2024-09-09 16:59:39.372 UTC [1] LOG:  server process (PID 1129079) exited with exit code 141ESC[0K
2024-09-09 16:59:39.372 UTC [1] LOG:  terminating any other active server processesESC[0K
2024-09-09 16:59:39.410 UTC [1] LOG:  all server processes terminated; reinitializingESC[0K
2024-09-09 16:59:39.473 UTC [1129087] LOG:  database system was interrupted; last known up at 2024-09-09 16:02:59 UTCESC[0K
2024-09-09 16:59:41.136 UTC [1129087] LOG:  database system was not properly shut down; automatic recovery in progressESC[0K
2024-09-09 16:59:41.159 UTC [1129087] LOG:  redo starts at 1/36EC9F70ESC[0K
2024-09-09 16:59:41.160 UTC [1129087] LOG:  invalid record length at 1/36ECA070: wanted 24, got 0ESC[0K
2024-09-09 16:59:41.160 UTC [1129087] LOG:  redo done at 1/36ECA038 system usage: CPU: user: 0.00 s, system: 0.00 s, elapsed: 0.00 sESC[0K
2024-09-09 16:59:41.225 UTC [1] LOG:  database system is ready to accept connectionsESC[0K
2024-09-09 16:59:47.355 UTC [1129115] LOG:  PID 1128695 in cancel request did not match any processESC[0K
2024-09-09 16:59:49.162 UTC [1129116] LOG:  PID 1128696 in cancel request did not match any processESC[0K
2024-09-09 16:59:49.163 UTC [1129117] LOG:  PID 1128718 in cancel request did not match any processESC[0K
2024-09-09 16:59:58.588 UTC [1129139] LOG:  PID 1129004 in cancel request did not match any processESC[0K
2024-09-09 17:00:07.196 UTC [1129164] LOG:  PID 1128841 in cancel request did not match any processESC[0K

Extending memory resources for database pod does not help.
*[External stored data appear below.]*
Issue #5475, opened 2017-10-15
'Show in external file explorer' on editor menu more than once for split panels


csabella:
When in the editor, every time the panel is split, the gears menu adds an additional option for 'Show in external file explorer'.

**What steps will reproduce the problem?**

1.  Open the editor.
2.  Click on the gears and see 'Show in external file explorer' is listed once.
3.  Split the panel.
4.  Check the gears on the new panel.  'Show in external file explorer' is now listed twice.
5.  Rinse and repeat.  It's added one more time for each split.

**What is the expected output? What do you see instead?**
I expect the menu option to only be listed once.

**Please provide any additional information below**
I believe this was introduced with PR #4337.  In the EditorStack class in widgets editor.py, the incoming argument of actions is appened to(`actions.append(external_fileexp_action)`).  Since this is a list, the append causes it to be changed in the calling routine (EditorSplitter class).  When a new EditorStack is created, the new list with the appended action is sent instead of the original list being sent.

## Versions and main components

* Spyder Version:  3.x and 4.0
* Python Version:  3.6.3
* Qt Version:
* PyQt Version:
* Operating system:  Ubuntu 16.04

## Dependencies

Please go to the menu entry `Help > Optional Dependencies` (or
`Help > Dependencies`), press the button `Copy to clipboard`
and paste the contents below:

PR #5512, opened 2017-10-19
PR: Add shortcuts for splitting and closing panels

### LINKED ISSUE #2419: Shortcuts for splitting and closing panels
Another kind of spoiled feature request from a huge Spyder fan:  it would be nice to have shortcuts to split the panel in the editor instead of having to hit the `Options` button, then `Split horizontally` each time.

And also a shortcut for closing the panel.

csabella:
Fixes #2419.

1.  Adds shortcut `Ctrl-{` for vertical split and `Ctrl-_` for horizontal split based on similar shortcuts in the Eclipse editor.  Adds shortcut `Alt-Shift-W` to close the current split panel.  This was an arbitrary choice based on the other `Close` shortcuts.
2.  Added some docstrings to the EditorSplitter class.
3.  Added more tests to test_editor.py for the EditorSplitter class.


ccordoba12:
@csabella, thanks a lot for you continued contributions!

spyder/widgets/editor.py
```diff
@@ -2454,18 +2510,44 @@ def split(self, orientation=Qt.Vertical):
...
+                           cfname: EditorStack current file name.
+                           clines: Current line number for each file in the
+                               EditorStack.
+        """
         splitsettings = []
         for editorstack, orientation in self.iter_editorstacks():
             clines = []
             cfname = ''
+            # XXX - this overrides value from the loop to always be False?
             orientation = False
```
dalthviz: I think you are right with the value for `orientation`, but I'm not quite sure. @ccordoba12 do you know the reason to do this? After clarifing this, please @csabella, write the explanation instead of the current comment that you left.

spyder/widgets/tests/test_editor.py
```diff
@@ -106,11 +107,35 @@ def editor_folding_bot(base_editor_bot):
...
+    es = editor_splitter_bot
+
+    # Allow the split() to duplicate editor stacks.
+    def clone(editorstack):
+        editorstack.close_action.setEnabled(False)
+        editorstack.set_introspector(Mock())
+        editorstack.set_find_widget(Mock())
+        editorstack.set_io_actions(Mock(), Mock(), Mock(), Mock())
+        editorstack.new('foo.py', 'utf-8', 'a = 1\nprint(a)\n\nx = 2')
+        editorstack.new('spam.py', 'utf-8', 'print(spam)')
```
dalthviz: Please change `spam` for another word, I'm not quite sure but maybe this is related with the find in files test failing.

spyder/widgets/editor.py
csabella: @dalthviz   This was changed recently by andfoy and I put this comment so that it could be researched further.  What I found so far is that the `orientation` boolean from here is not used in any of the loops that read `splitsettings` (in plugins/editor or widgets/editor) except for in `set_layout_settings` in `EditorSplitter` which has the following line (it is mapped into `is_vertical` in the loop):

    splitter.split(Qt.Vertical if is_vertical else Qt.Horizontal)

but somehow the orientation of the splits end up correct on the restore.  I believe that `hexstate` within `set_layout_settings` is applying the correct split orientation after the fact, so `orientation` may not even need to be saved at all in `splitsettings`.  Although, after Travis issues, I'm not sure what PyQt4 is doing, but it's definitely a different hexstate than PyQt5. 

Interestingly, in `set_layout_settings`, even `cfname` isn't used.  There is an inline comment about `go_to_line` and I had quite a bit of difficulty writing a test for the line search within `set_layout_settings` because it just seemed to not fit in with the rest of the code.

spyder/widgets/tests/test_editor.py
```diff
@@ -458,29 +483,219 @@ def test_get_current_word(base_editor_bot):
...
-
-    assert isinstance(es.editorstack, EditorStack)
-    es.plugin.register_editorstack.assert_called_with(es.editorstack)
-    es.plugin.unregister_editorstack.assert_not_called()
-    es.plugin.clone_editorstack.assert_not_called()
-
-    assert es.count() == 1
-    assert es.widget(0) == es.editorstack
+class TestEditorSplitter:
+    """Tests for EditorSplitter methods."""
```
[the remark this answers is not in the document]
csabella: @dalthviz   Since editor.py contains many classes, I was trying to write unit tests that tested just the function of one class and not so much the interaction between the classes or the GUI parts overall.  I wanted to specify that these tests were over methods of the EditorSplitter class.  Originally, I didn't have the class and I was writing test names such as `test_editorsplitter_split()`, but I think putting them into a Test Class made it a little less verbose and a little clearer.  For example, `test_init` and `test_close` could apply to any of the classes in the module, so this organizes them as tests just for EditorSplitter.

The other thought I had about using the Test Class was that, if editor.py is refactored where each class becomes its own module, then it would be easy to find the corresponding tests and refactor them into their own source as well.

If you prefer that there aren't classes within the test modules, I can change it.  

FYI, the test_init that I was writing for this PR was how I discovered issue #5475.  These methods alter the state of many properties, so that's what I was trying to add tests for.  If a certain state is expected now, then that's what should be expected after any code change is made.

spyder/widgets/tests/test_editor.py
csabella: Done.

spyder/widgets/tests/test_editor.py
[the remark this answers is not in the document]
rlaverde: >The other thought I had about using the Test Class was that, if editor.py is refactored where each class becomes its own module, then it would be easy to find the corresponding tests and refactor them into their own source as well.

Yes, moving each class to a module is the idea after split-plugins merge, and test will be in different files too

Maybe you could move this test to a new file instead spyder/widgets/tests/test_editorsplitter.py

spyder/widgets/editor.py
ccordoba12: @andfoy, please chime in this discussion. I haven't touched the splitting code, so I can't say anything constructive here, sorry.

spyder/widgets/tests/test_editor.py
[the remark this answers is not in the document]
csabella: @rlaverde   I've split the tests into a separate file.

spyder/widgets/editor.py
andfoy: @ccordoba12 @csabella To be honest, last time that I modified the splitting behaviour, I was not sure about some of the settings and definitions that were disposed there.

spyder/widgets/editor.py
```diff
@@ -2441,6 +2487,16 @@ def editorsplitter_closed(self):
         self.__give_focus_to_remaining_editor()
 
     def split(self, orientation=Qt.Vertical):
+        """Create and attach a new EditorSplitter to the current EditorSplitter.
+
+        The new EditorSplitter widget will contain an EditorStack that
+        is a clone of the current EditorStack.
+
+        A single EditorSplitter instance can be split multiple times, but the
+        orientatation will be the same for all the direct splits.  If one of
```
rlaverde: *orientation

spyder/widgets/editor.py
rlaverde: It was changed in https://github.com/spyder-ide/spyder/pull/4869, but personally I didn't find a good reason for setting it to `False`, although if it's working is better not to change it (and debbuging it is out of the scope of this PR)

ccordoba12: Ok, thanks @rlaverde. Let's merge this one as it is.

We'll see later how to improve this logic.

I am not able to see any anomalies in Harbor Grafana Dashboards (although there is no postgres specific dashboard provided). There are neither OOM killer logs nor OOM Kubernetes events.

Here I found similar issues https://github.com/goharbor/harbor/issues/20272, https://github.com/goharbor/harbor-helm/issues/1184 but they are closed already without solution being provided.

General PostgreSQL suggestion in such cases is to investigate core dumps. I am not sure if Harbor Database Pod has been configured to write core dumps, nor allows such a configuration.

Any suggestions and ideas how to troubleshoot this are very appreciated.